## EXERCISE REQUIREMENTS
Only one stretch of the listing below is wanted. Begin at the line that has "PR #3465, opened 2026-08-23", stop after the line that has "fix(channels): Chat SDK", and repeat every line in between exactly.

## EXTRACTED DATA

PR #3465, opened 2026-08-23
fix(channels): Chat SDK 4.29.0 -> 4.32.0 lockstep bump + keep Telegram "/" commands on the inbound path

---

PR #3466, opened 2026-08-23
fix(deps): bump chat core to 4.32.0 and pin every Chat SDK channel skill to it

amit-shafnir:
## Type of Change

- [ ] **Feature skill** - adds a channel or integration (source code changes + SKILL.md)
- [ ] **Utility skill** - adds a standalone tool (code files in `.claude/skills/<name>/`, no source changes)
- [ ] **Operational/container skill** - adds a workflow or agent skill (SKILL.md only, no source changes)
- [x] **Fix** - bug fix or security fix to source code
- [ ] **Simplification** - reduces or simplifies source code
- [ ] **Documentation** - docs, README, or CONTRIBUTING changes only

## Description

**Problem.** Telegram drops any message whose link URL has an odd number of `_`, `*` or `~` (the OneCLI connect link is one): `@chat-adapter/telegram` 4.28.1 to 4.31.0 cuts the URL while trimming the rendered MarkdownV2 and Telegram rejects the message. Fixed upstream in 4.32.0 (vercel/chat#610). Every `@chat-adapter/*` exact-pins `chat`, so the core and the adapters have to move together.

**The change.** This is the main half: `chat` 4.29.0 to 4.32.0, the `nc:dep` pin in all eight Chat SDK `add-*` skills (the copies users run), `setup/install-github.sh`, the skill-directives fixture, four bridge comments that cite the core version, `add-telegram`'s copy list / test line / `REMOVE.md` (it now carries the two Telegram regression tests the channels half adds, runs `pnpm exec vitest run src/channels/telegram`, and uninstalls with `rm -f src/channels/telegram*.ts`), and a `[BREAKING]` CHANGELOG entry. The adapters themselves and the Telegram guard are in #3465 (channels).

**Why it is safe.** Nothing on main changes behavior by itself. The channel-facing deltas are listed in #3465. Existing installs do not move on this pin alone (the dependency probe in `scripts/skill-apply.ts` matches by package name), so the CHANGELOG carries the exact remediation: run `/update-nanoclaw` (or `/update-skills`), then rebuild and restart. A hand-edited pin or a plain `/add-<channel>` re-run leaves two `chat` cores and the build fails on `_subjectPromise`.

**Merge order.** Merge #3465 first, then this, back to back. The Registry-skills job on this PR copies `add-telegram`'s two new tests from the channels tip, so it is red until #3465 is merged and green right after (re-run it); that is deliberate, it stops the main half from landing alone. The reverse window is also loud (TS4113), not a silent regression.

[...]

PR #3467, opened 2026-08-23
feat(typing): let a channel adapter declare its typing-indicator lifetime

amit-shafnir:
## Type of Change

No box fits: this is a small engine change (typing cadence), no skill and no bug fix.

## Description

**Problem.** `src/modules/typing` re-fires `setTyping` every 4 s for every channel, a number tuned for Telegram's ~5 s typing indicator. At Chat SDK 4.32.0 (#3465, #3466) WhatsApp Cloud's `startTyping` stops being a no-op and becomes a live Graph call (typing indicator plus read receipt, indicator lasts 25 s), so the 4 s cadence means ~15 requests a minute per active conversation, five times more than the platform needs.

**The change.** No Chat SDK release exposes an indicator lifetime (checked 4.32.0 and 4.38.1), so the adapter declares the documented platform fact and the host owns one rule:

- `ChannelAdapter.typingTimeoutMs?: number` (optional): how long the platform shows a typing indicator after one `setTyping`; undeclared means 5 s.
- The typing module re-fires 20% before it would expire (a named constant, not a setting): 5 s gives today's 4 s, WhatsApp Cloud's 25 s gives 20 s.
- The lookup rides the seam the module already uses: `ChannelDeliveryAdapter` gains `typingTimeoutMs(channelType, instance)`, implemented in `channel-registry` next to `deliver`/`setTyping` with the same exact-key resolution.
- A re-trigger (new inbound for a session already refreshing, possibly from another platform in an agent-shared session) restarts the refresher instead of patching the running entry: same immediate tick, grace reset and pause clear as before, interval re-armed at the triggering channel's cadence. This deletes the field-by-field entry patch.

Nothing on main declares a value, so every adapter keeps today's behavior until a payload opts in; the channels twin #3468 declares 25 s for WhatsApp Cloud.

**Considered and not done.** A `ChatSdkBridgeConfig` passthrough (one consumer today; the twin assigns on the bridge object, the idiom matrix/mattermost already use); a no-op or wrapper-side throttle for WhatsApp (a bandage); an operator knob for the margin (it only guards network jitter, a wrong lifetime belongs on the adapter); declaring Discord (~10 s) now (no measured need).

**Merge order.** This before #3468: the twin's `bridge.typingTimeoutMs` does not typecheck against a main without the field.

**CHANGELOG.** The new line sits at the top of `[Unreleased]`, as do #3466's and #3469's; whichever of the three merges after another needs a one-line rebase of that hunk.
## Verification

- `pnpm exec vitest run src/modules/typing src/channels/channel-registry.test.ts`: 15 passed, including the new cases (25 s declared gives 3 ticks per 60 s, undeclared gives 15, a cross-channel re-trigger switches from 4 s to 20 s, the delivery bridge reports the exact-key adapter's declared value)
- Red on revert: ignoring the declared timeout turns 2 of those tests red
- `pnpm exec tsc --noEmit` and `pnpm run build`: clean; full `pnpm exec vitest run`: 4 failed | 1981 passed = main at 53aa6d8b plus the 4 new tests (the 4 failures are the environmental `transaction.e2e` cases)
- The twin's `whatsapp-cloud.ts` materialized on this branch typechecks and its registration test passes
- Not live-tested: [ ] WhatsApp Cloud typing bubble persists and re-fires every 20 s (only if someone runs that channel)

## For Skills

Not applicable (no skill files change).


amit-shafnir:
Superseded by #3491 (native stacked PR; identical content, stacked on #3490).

## TASK ANSWER
PR #3465, opened 2026-08-23
fix(channels): Chat SDK 4.29.0 -> 4.32.0 lockstep bump + keep Telegram "/" commands on the inbound path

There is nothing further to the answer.